## Aim of the task
Among the records, which lines include "MaxValue"? List them.

Collected data
※ ※ ※

PR #361, opened 2018-02-06
Consensus calling does not trim correctly by insert size.

nh13:
I improved the trimming of source reads in consensus calling based on their insert size. I adjusted (increased) the insert size if I saw any 5' soft clipping (5' in sequencing order).  I waffled also adding any 5' soft clipping on the mate of the read (5' sequencing order), so I left it out for now.  I can see it work either way, but my reasoning not to include the mate's soft clipping was I don't want any bases in R1 to extend beyond mapped bases in R2.  Happy to discuss the implementation.

I also added a few more tests, since didn't have any tests for trimming based on insert size.

### DIFF
--- a/src/main/scala/com/fulcrumgenomics/umi/UmiConsensusCaller.scala
+++ b/src/main/scala/com/fulcrumgenomics/umi/UmiConsensusCaller.scala
@@ -216,7 +216,13 @@ trait UmiConsensusCaller[C <: SimpleRead] {
     // Find the last non-N base of sufficient quality in the record, starting from either the
     // end of the read, or the end of the insert, whichever is shorter!
     val len = {
-      var index = if (rec.isFrPair) min(abs(rec.insertSize), trimToLength) - 1 else trimToLength - 1
+      var index = if (!rec.isFrPair) trimToLength - 1 else {
+        // Adjust the insert size based on clipping on the 5' end of the given read.
+        // This *does not* consider any clipping on the 5' end of its mate.
+        val fivePrimeClipping  = cigar.takeWhile(_.operator.isClipping).filter(_.operator == CigarOperator.S).sumBy(_.length)
+        val adjustedInsertSize = abs(rec.insertSize) + fivePrimeClipping
+        min(adjustedInsertSize, trimToLength) - 1
+      }
       while (index >= 0 && (bases(index) == NoCall)) index -= 1
       index + 1
     }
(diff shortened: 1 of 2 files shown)


src/main/scala/com/fulcrumgenomics/umi/UmiConsensusCaller.scala
```diff
@@ -216,7 +216,14 @@ trait UmiConsensusCaller[C <: SimpleRead] {
     // Find the last non-N base of sufficient quality in the record, starting from either the
     // end of the read, or the end of the insert, whichever is shorter!
     val len = {
-      var index = if (rec.isFrPair) min(abs(rec.insertSize), trimToLength) - 1 else trimToLength - 1
+      // Adjust the insert size based on clipping on the 5' end of the given read.  This *does not* consider any clipping
+      // on the 5' end of its mate.
+      val adjustedInsertSize = if (!rec.isFrPair) bases.length else {
```
tfenne: I don't love how this has a second check for `rec.isFrPair`, and then passes back the read length.  How about this instead for calculating `index`:

```scala
  // Adjust the insert size based on clipping on the 5' end of the given read.
  // This *does not* consider any clipping on the 5' end of its mate.
  val fivePrimeClipping  = cigar.takeWhile(_.operator.isClipping).filter(_.operator == CigarOperator.S).sumBy(_.length)
  val adjustedInsertSize = abs(rec.insertSize) + fivePrimeClipping
  min(adjustedInsertSize, trimToLength) - 1
}
```

tfenne: Also, note that this removes the `val cigar = ...` because that exact thing is already don on lines 199-203.

src/test/scala/com/fulcrumgenomics/umi/VanillaUmiConsensusCallerTest.scala
```diff
@@ -88,8 +88,8 @@ class VanillaUmiConsensusCallerTest extends UnitSpec with OptionValues {
     val caller = cc(cco(errorRatePreUmi=PhredScore.MaxValue, minReads=1, minConsensusBaseQuality=0.toByte))
     val consensus = caller.consensusCall(Seq(source))
     consensus shouldBe 'defined
-    consensus.get.bases shouldBe source.bases
-    consensus.get.quals shouldBe source.quals
+    consensus.value.bases shouldBe source.bases
```
tfenne: Why make these changes from `get` to `value`?  That's invoking a scalatest-specific implicit to allow you to call `.value` on `Option` since it's only defined on `Some` not `None`.

PR #367, opened 2018-02-21
Improve error messages in ExtractUmisFromBam

nh13:


src/main/scala/com/fulcrumgenomics/umi/ExtractUmisFromBam.scala
```diff
@@ -161,7 +170,7 @@ class ExtractUmisFromBam
           r1.name = r1.name + "+" + bases1 + bases2
           r2.name = r2.name + "+" + bases1 + bases2
         }
-        assert(r1.name.equals(r2.name))
+        assert(r1.name.equals(r2.name), s"Mismatching read name.  R1: '$r1' R2: '$r2'")
```
tfenne: Just my 2c, but I feel like `assert` is for cases where you are asserting something that should _always_ be true and a failure indicates a bug, vs. `require` for cases where you are requiring a condition that could be made to fail by being given incorrect input.

src/main/scala/com/fulcrumgenomics/umi/ExtractUmisFromBam.scala
```diff
@@ -126,10 +126,19 @@ class ExtractUmisFromBam
     if (molecularIndexTags.contains(tag)) invalid(s"$tag specified as single-tag and also per-index tag")
   }
 
-  override def execute(): Unit = {
-    assert(molecularIndexTags1.length == rs1.molecularBarcodeSegments.length)
-    rs2.foreach(rs => assert(molecularIndexTags2.length == rs.molecularBarcodeSegments.length))
+  // Validate that the # of molecular barcodes in the read structure matches the tags
+  {
+    def validateMolecularBarcodesInReadStructureAndTag(rs: ReadStructure, tags: Seq[String]): Unit = {
+      validate(molecularIndexTags1.length == rs.molecularBarcodeSegments.length,
```
tfenne: `molecularIndexTags1.length` should be `tags` here

src/main/scala/com/fulcrumgenomics/umi/ExtractUmisFromBam.scala
```diff
@@ -126,10 +126,19 @@ class ExtractUmisFromBam
     if (molecularIndexTags.contains(tag)) invalid(s"$tag specified as single-tag and also per-index tag")
   }
 
-  override def execute(): Unit = {
-    assert(molecularIndexTags1.length == rs1.molecularBarcodeSegments.length)
-    rs2.foreach(rs => assert(molecularIndexTags2.length == rs.molecularBarcodeSegments.length))
+  // Validate that the # of molecular barcodes in the read structure matches the tags
+  {
+    def validateMolecularBarcodesInReadStructureAndTag(rs: ReadStructure, tags: Seq[String]): Unit = {
```
tfenne: This (and the prior check) will fail under what appear to be valid circumstances.  E.g. if I run the program with `--read-structure 8M4S8M80T --molecular-index-tags RX` all the constructor validation will pass but it will create `molecularIndexTags1 == Seq("RX")`, which would then cause it to fail here.  I think line 117 needs adjusting to repeat the tag `rs.size` times.

tfenne: Not sure if it's clearer or not, but instead of a block with a function you could write something like:

```scala
for (stuff <- Seq(Some(rs1, molecularIndexTags1), rs2.map(r => (r, molecularIndexTags2))); (rs, tags) <- stuff) {
  validate(molecularIndexTags1.length == rs.molecularBarcodeSegments.length,
    s"Read structure '$rs' had '${rs.molecularBarcodeSegments.length}' molecular barcodes" +
    s"but '${tags.length}' molecular barcode tags expected (${tags.mkString(", ")}")
}
```

src/main/scala/com/fulcrumgenomics/umi/ExtractUmisFromBam.scala
tfenne: Also, I think `validate` only works how you want it to if it's in the constructor code.  If we want it to work the same in the execute() method then I think we need to add another case to the catch in `FgBioMain` around ~104.

src/main/scala/com/fulcrumgenomics/umi/ExtractUmisFromBam.scala
nh13: 1. I think we do want to support using `--molecular-index-tags` to store all the molecular barcodes in one tag, so I changed the validation and added a test. 
2. I don't like any of our solutions, but yours consumes the fewest characters so I went with that.

Issue #369, opened 2018-02-26
SampleBarcodeMetric should handle large volumes of data


nh13:
The `Int`s need to be `Long`.

nh13:
@tfenne looks like there are a lot of places (ex `FastqRecord`) where we have "read number" stored as integers.  A recent experience with a NovaSeq run has made this more urgent to not have overflow.

tfenne:
Two thoughts:

1. I'm trying to use `Metric.Count` going forward instead of `Int` or `Long` (and `Metric.Proportion` instead of `Float` or `Double`.  I think it's clearer for users (e.g. to see the type is a Count), and it's a typedef to Long so we can't forget and use Int.
2. FastqRecord's `readNumber` is meant to be 1 or 2 to indicate first or second of pair.  Unless Novaseq has some amazing new chemistry that should be ok as an `Int` 😉

nh13:
(2) doh, that's right!

PR #370, opened 2018-02-26
Use Metric.Count instead of Int for SampleBarcodeMetric.

nh13:
This adds support for there being more than Int.MaxValue reads, which
causes the proportions to be incorrectly computed.


nh13:
@tfenne I tested by bringing up the scala console with sbt, then loading in the metrics that had zero for the proportions (i.e. had overflow when counting the total # of reads in `SampleBarcodeMetric.finalizeMetric`), calling `SampleBarcodeMetric.finalizeMetric` again, then writing them out.

nh13:
Fixes #369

※ ※ ※

## Answer for this exercise
     val caller = cc(cco(errorRatePreUmi=PhredScore.MaxValue, minReads=1, minConsensusBaseQuality=0.toByte))
This adds support for there being more than Int.MaxValue reads, which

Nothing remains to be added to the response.